HV device and method for manufacturing same
Abstract
The present application discloses an HV device, comprising: a gate dielectric layer formed in a first trench, a gate conductive material layer formed on the surface of the gate dielectric layer, and a second dielectric layer filling a second trench formed between a second side face of a drain shallow trench isolation and a first side face of the first trench. The depths of the first trench and the second trench are equal. The first trench and the second trench connect with each other to form an overall trench. Bottom surfaces of the second dielectric layer and the gate dielectric layer are flush with each other. A first side face of the gate conductive material layer extends to the surface of the second dielectric layer. The present application also discloses a method for manufacturing the HV device.
Claims
exact text as granted — not AI-modifiedWhat is claimed is:
1. An HV device, comprising:
a gate dielectric layer, wherein the gate dielectric layer is formed in a first trench, wherein the first trench is formed by etching a semiconductor substrate, and wherein a top surface of the gate dielectric layer is configured to be flush with a top surface of the semiconductor substrate;
a gate conductive material layer, formed on the top surface of the gate dielectric layer;
a first high voltage well region, wherein the first high voltage well region is formed on the semiconductor substrate and is doped with a second conductivity type of impurity;
a drain structure, wherein the drain structure is formed in the first high voltage well region outside a first side face of the gate dielectric layer;
a source structure, wherein the source structure is formed in the first high voltage well region outside a second side face of the gate dielectric layer;
wherein the drain structure comprises a drain high voltage diffusion region doped with a first conductivity type of impurity, a drain shallow trench isolation, a second dielectric layer, and a drain region heavily doped with the first conductivity type of impurity;
wherein the drain high voltage diffusion region is formed in the first high voltage well region, and wherein the drain shallow trench isolation is formed in a selected region of the drain high voltage diffusion region;
a second trench, wherein the second trench is formed in the drain high voltage diffusion region between a second side face of the drain shallow trench isolation and a first side face of the first trench, and wherein the second dielectric layer is formed in the second trench;
wherein the second side face of the drain shallow trench isolation is aligned with a first side face of the second trench; wherein a second side face of the second trench is aligned with the first side face of the first trench; wherein a depth of the drain shallow trench isolation is greater than a depth of the first trench;
wherein the depth of the first trench is equal to a depth of the second trench, and wherein the first trench and the second trench connect with each other to form an overall trench; wherein a bottom surface of the second dielectric layer and a bottom surface of the gate dielectric layer are flush with each other; wherein a first side face of the gate conductive material layer extends to a surface of the second dielectric layer, such that a region covered by the gate conductive material layer has no sharp corner and is away from a bottom sharp corner of the drain shallow trench isolation;
wherein the drain region is formed in a surface region of the drain high voltage diffusion region outside a first side face of the drain shallow trench isolation, and wherein a junction depth of the drain region is less than a thickness of the second dielectric layer;
wherein the source structure comprises a source high voltage diffusion region and a source region heavily doped with the first conductivity type of impurity, wherein the source high voltage diffusion region is formed in the first high voltage well region, and wherein the source region is formed in a surface region of the source high voltage diffusion region; and wherein the first side face of the gate dielectric layer extends into the drain high voltage diffusion region, and wherein the second side face of the gate dielectric layer extends into the source high voltage diffusion region; and wherein a channel region includes the first high voltage well region at a bottom of the gate dielectric layer.

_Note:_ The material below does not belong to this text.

PR #1086, opened 2024-08-08
Add `Barclay/JoltPhysics.js` submodule

BrandonPacewic:
We still have `mirabuf` as a submodule even though we don't really need it anymore. It does however make the repo look cooler and just that much more complex. So why not also add Hunter's fork of jolt that we use? We don't really need it here, but it looks cool.

### DIFF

2. The HV device according to claim 1 , wherein the first trench and the second trench are formed simultaneously by means of a same etching process.

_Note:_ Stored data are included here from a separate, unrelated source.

PR #1088, opened 2024-08-09
Track Compiled Proto Files

BrandonPacewic:
Just one less step in getting the exporter up and running. We also need these files tracked to keep the formatter consistent between developer computers and the github action bot. Also also, this will be needed for adding type checking with `mypy` which I am currently working on.


HunterBarclay (commented):
Should we update the README to match the current setup instructions. It still mentions the init script.

HunterBarclay:
@BrandonPacewic When running the addin, it pops up with the dependency installation window, then it says the dependencies have been install successfully, and I need to restart. I restart, and then it repeats. It's done this 4 times in a row now. For context, I git cleaned my repo.

HunterBarclay (approved):

Dhruv-0-Arora (approved):
sublime

PR #1092, opened 2024-08-13
File Save Permission Detection `[AARD-1724]`

BrandonPacewic:
Fixed a bug that would cause the exporter to crash upon the selection of an export location that was readonly. Now will re-prompt for a different directory if this happens.

[JIRA Issue](https://jira.autodesk.com/browse/AARD-1724)


azaleacolburn (approved):

PepperLola (approved):
Very nice 💯

PR #1093, opened 2024-08-13
Exporter Typing with `mypy` `[AARD-1765]`

BrandonPacewic:
"Fixed" 400+ type errors...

3. The HV device according to claim 2 , wherein an active region is defined in the semiconductor substrate by a shallow trench isolation, wherein the active region includes a portion of the semiconductor substrate enclosed by the shallow trench isolation;
wherein the shallow trench isolation includes the drain shallow trench isolation in a formation region of the drain structure; wherein the active region comprises a first active region located in the channel region, and wherein a first side face of the first active region is defined by the second side face of the drain shallow trench isolation;
wherein an etching region of the first trench is defined by using a mask of the gate conductive material layer; and
wherein the first side face of the first active region extends towards one side of the drain region to the outside of the first side face of the gate conductive material layer, and wherein an etching region of the second trench is formed by extending the etching region of the first trench to a surface of the drain shallow trench isolation.
4. The HV device according to claim 3 , wherein the second dielectric layer and the gate dielectric layer are formed simultaneously by a same process.

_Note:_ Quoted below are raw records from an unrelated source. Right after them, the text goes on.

PR #1089, opened 2024-08-12
UI Continuity

LucaHaverty:
### Description
Cleaned up all of the UI and standardized it across the whole product.

### Objectives
- [x] Remove access to the theme editor (sorry Julian, it's very cool but we don't have the time to fix it at the moment 😢)
- [x] Tweak colors to be closer to what's on the figma
- [x] Rename everything to be less technical and more accessible to young robotics students
- [x] Add tooltips on settings that users found confusing or misunderstood
- [x] Make UI more dynamic for a more enjoyable user experience (hover effects, click effect, etc...)
- [x] Fix the bug causing a robots scheme to not be set if it was selected while the robot was importing
- [x] Fix the scroll zoom bug

> [!note]
> I am not a visual designer and I think there is still a lot of room for improvement, so please comment on anything you think should change, no matter how big or small, both in the UI design and user experience.

## Screenshots
(A little has changed since the screenshots were taken so definitely pull down the branch and mess around with it)

### Tooltips
image

### Settings Modal
Before | After
:-------------------------:|:-------------------------:
image  |  image

### Spawn Asset Panel (demonstration of the new colors)
image

### Dynamic UI Demo
https://github.com/user-attachments/assets/3d701e3c-88df-4fbd-a32e-9cab5b4f859f

### Questions for reviewers:

> [!Important] 
Feedback I'm looking for:
> - I'm not a big fan of what I did with the accordion button, let me know if you have better ideas!
> - Do you all think the name "configure assets" and "general settings" will make sense to users lacking technical experience?
> - Do we want to keep debug tools in the build that is released? If so, we might want to add info tooltips to all of the options.
> - Should we keep sequential joints as a separate configuration interface than configuring motor speeds and torques or merge them?
> - Any suggestions for the intake, ejector, and scoring zone config panels?

[Control scheme bug Jira issue](https://jira.autodesk.com/browse/AARD-1799)
[UI Fixes Jira issue](https://jira.autodesk.com/browse/AARD-1794)
[Info Buttons Jira issue](https://jira.autodesk.com/browse/AARD-1809)
[Scroll Zoom Bug Jira issue](https://jira.autodesk.com/browse/AARD-1801)

PR #1097, opened 2024-08-19
Move subsystem config to the combined configuration panel

LucaHaverty:
### Description
Added all of the subsystem config functionality to the combined configuration panel.

> [!warning]
> Merge after #1089 

[JIRA Issue](https://jira.autodesk.com/browse/AARD-1849)


a-crowell (changes requested):
I like how you made each joint separate and moved inversion to each one. That makes a lot of sense.

However, the combination with the intake and ejector isn't very intuitive. It makes me realize Joints or Motors might be a better term for the joints because the armavator is the intake/ejector subsystem. This could look like intake/ejector being lumped into Gamepiece Manipulation > (Intake / Ejector) && Subsystems (Drivetrain / Arm / Elevator) or something like Intake && Ejector && Joints.

Having the inversion out makes the Sequential Joints much more intuitive too! Great work.

a-crowell (approved):
Works great!

BrandonPacewic (approved):
LGTM!

PR #1101, opened 2024-08-20
Utilize Fusion's Unit Manager `[AARD-1773]`

BrandonPacewic:
Instead of keeping track of a separate option for weight units, the Synthesis Exporter now will use the default Fusion units of a given design. For example: If you have inches (`in`) as your selected distance unit, the exporter will use pounds (`lbs`) for it's weight unit. And vice-versa with things like millimeters (`mm`) and centimeters (`cm`) for using kilograms (`kg`).

[JIRA Issue](https://jira.autodesk.com/browse/AARD-1773)


azaleacolburn (approved):
LGTM

Dhruv-0-Arora (approved):
Exceptional 🥪

PR #1050, opened 2024-07-26
CAN Support

azaleacolburn:
### Description
Send, receive, and use CAN device data between a robot project and fission.

### Objectives
- [x] Send TalonFX Data
- [x] Send CANSparkMax Data
- [x] Make simulated motor fields appear as CAN devices rather than SimDevices
- [x] CAN Motor Brain Mappings
- [x] CANEncoder support

### Testing Done
- [x] Test TalonFX in WS Viewer
- [x] Test CANSparkMax in WS Viewer
- [x] Make sure CAN Motor inputs map into the brain properly
- [x] Test CANEncoders on SparkMaxes

For testing:
1. Build and publish SyntheSim with `./gradlew build` and `./gradlew publishToMavenLocal`.
2. Build and run the JavaSample with `./gradlew build` and `./gradlew simulateJava`.
3. Run fission
4. Open fission, spawn a robot, then click the WS Test button in the debug menu (this must be done first).
5. Verify the connection by opening the WS Viewer panel, you should see a long list of motors and encoders.
6. Click the RoboRio button to setup CAN output group, select all the CANSparkMax motors and all the WheelDrivers, then click Done
7. Do the same but for Encoders, this time, just select CANSparkMax[1] and any of the wheel stimuli.
8. In the robotSimulation screen, click Autonomous, you should see the robot drive forward 20 (feet?), then stop.

We need to have a discussion about how we want device mapping to work, right now every motor in a group's output is averaged and applied to each driver. We need to make it easier to do one to one mappings between motors and drivers, because right now, clicking through the whole menu ~10 times to make an output group for each motor is ridiculous.

> [!note]
> Pulled from #1077 for it's encoder framework, so I think just turning that PR into a gyro / joystick PR is the way to go.

> [!note]
> CANMotor inputs (eg. supplyCurrent) have been ignored, since they're not simulated in fission.

This PR is a combination of JIRA Issues [1747](https://jira.autodesk.com/browse/AARD-1747), [1748](https://jira.autodesk.com/browse/AARD-1748), and [1749](https://jira.autodesk.com/browse/AARD-1749) for a total of 18 story points.

PR #1103, opened 2024-08-21
More Simulation Support Pt.2

PepperLola:
### Description
Added support for more of the simulation devices supported by WPILib. Also fixed issue with resetting the brain of the robot every time a PWM Output Group was created so it's now possible to have more than one output group.

The aim of this PR is to add support for the most important items in the [Hardware Messages](https://github.com/wpilibsuite/allwpilib/blob/main/simulation/halsim_ws_core/doc/hardware_ws_api.md#hardware-messages) section of the WPILib Hardware WS API docs. This does not include CAN motor support, which is being handled in #1050. All planned devices are listed in [Objectives](#objectives) and are what I deem to be most important and worthwhile right now, but these could be subject to change and the list is open to suggestions.

> [!NOTE]
> It's worth noting that controls are managed entirely by the HALSim GUI. The available USB devices are assigned to ports through the GUI, which are then read and fed to the robot code. The robot code sets motor outputs depending on the controller input, and the motor values are what's actually sent to fission.

### <a name="objectives"></a>Objectives
- [x] Encoder support
- [x] Joystick support through Sim GUI
- [x] Gyroscope and Accelerometer support
- [x] Digital and analog sensor support

### Testing Done
- Test driving robot with two different PWM motors
  -  Ensure encoders update appropriately

> [!IMPORTANT]
> In order for a controller to be appropriately mapped in the Sim GUI, you must enable the checkbox called "Map gamepad" in the Joystick menu. However, this does not appear when running the application on MacOS.
>
> When unchecked, the joystick axes may not be accurate (e.g. the right joystick and L/R trigger axes may be swapped).

When testing, you can uncomment the commented out devices in `WPILibBrain.ts`. Make sure the inputs are updating appropriately in the simulator. You can see how the inputs are meant to update in in those lines you uncomment, and how the outputs are meant to update in the sample robot code.
https://github.com/Autodesk/synthesis/blob/18cd843fd0a9cdcd5f2aeda74cca8e5b0d87f9ba/fission/src/systems/simulation/wpilib_brain/WPILibBrain.ts#L382-L387

[JIRA Issue](https://jira.autodesk.com/browse/AARD-1766)


HunterBarclay (approved):
Good progress on Simulation. I'll be opening another branch to start working on the UI.

PR #1077, opened 2020-11-24
feat(feature-actions): adds checkbox for hiding default actions

jsalankey:


views/im/action/importactions.html
```diff
@@ -28,6 +28,10 @@
             Create
           </button>
         </div>
+        <div class="form-check form-check-inline" ng-if="ctrl.hasDefaultActions" title="Show default feature actions in the list. Uncheck to declutter the view.">
+          <input class="form-check-input" type="checkbox" id="showDefaultActions" ng-model="ctrl.showDefaultActions" ng-change="ctrl.toggleDefaultActions()">
+          <label class="form-check-label" for="showDefaultActions">Show Default Feature Actions</label>
```
schmidtk, line 33: Multiple feature action windows can be opened at the same time, which breaks the `for/id` interaction. You can either ensure `id` is unique for each instance of this directive, or you can nest the `input` inside `label` and remove `form-check-inline` to fix the styling.

schmidtk (changes requested):
Only issue I noticed was the checkbox behavior with multiple FA windows open.

views/im/action/importactions.html
jsalankey: Good catch, and good to have a way around using the `for/id` attributes because they always feel flaky to me.

Also noticed that some of our checkboxes on the layers window are styled differently (blue vs. white background in Chrome). Might need to make a pass to make these all consistent and generally avoid the `for/id` attributes.

schmidtk (approved):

5. The HV device according to claim 4 , wherein a material of the gate dielectric layer comprises silicon oxide or a high dielectric constant material.
6. The HV device according to claim 5 , wherein the gate conductive material layer comprises a metal gate.
7. The HV device according to claim 1 , wherein the HV device is of an asymmetrical structure, and wherein the source region is self-aligned with the second side face of the gate dielectric layer;
alternatively, the HV device is of a symmetrical structure, wherein a source shallow trench isolation is formed in the source high voltage diffusion region, wherein a first side face of the source shallow trench isolation is aligned with the second side face of the gate dielectric layer, wherein the source region is self-aligned with a second side face of the source shallow trench isolation; and wherein the source shallow trench isolation and the drain shallow trench isolation present a symmetrical structure.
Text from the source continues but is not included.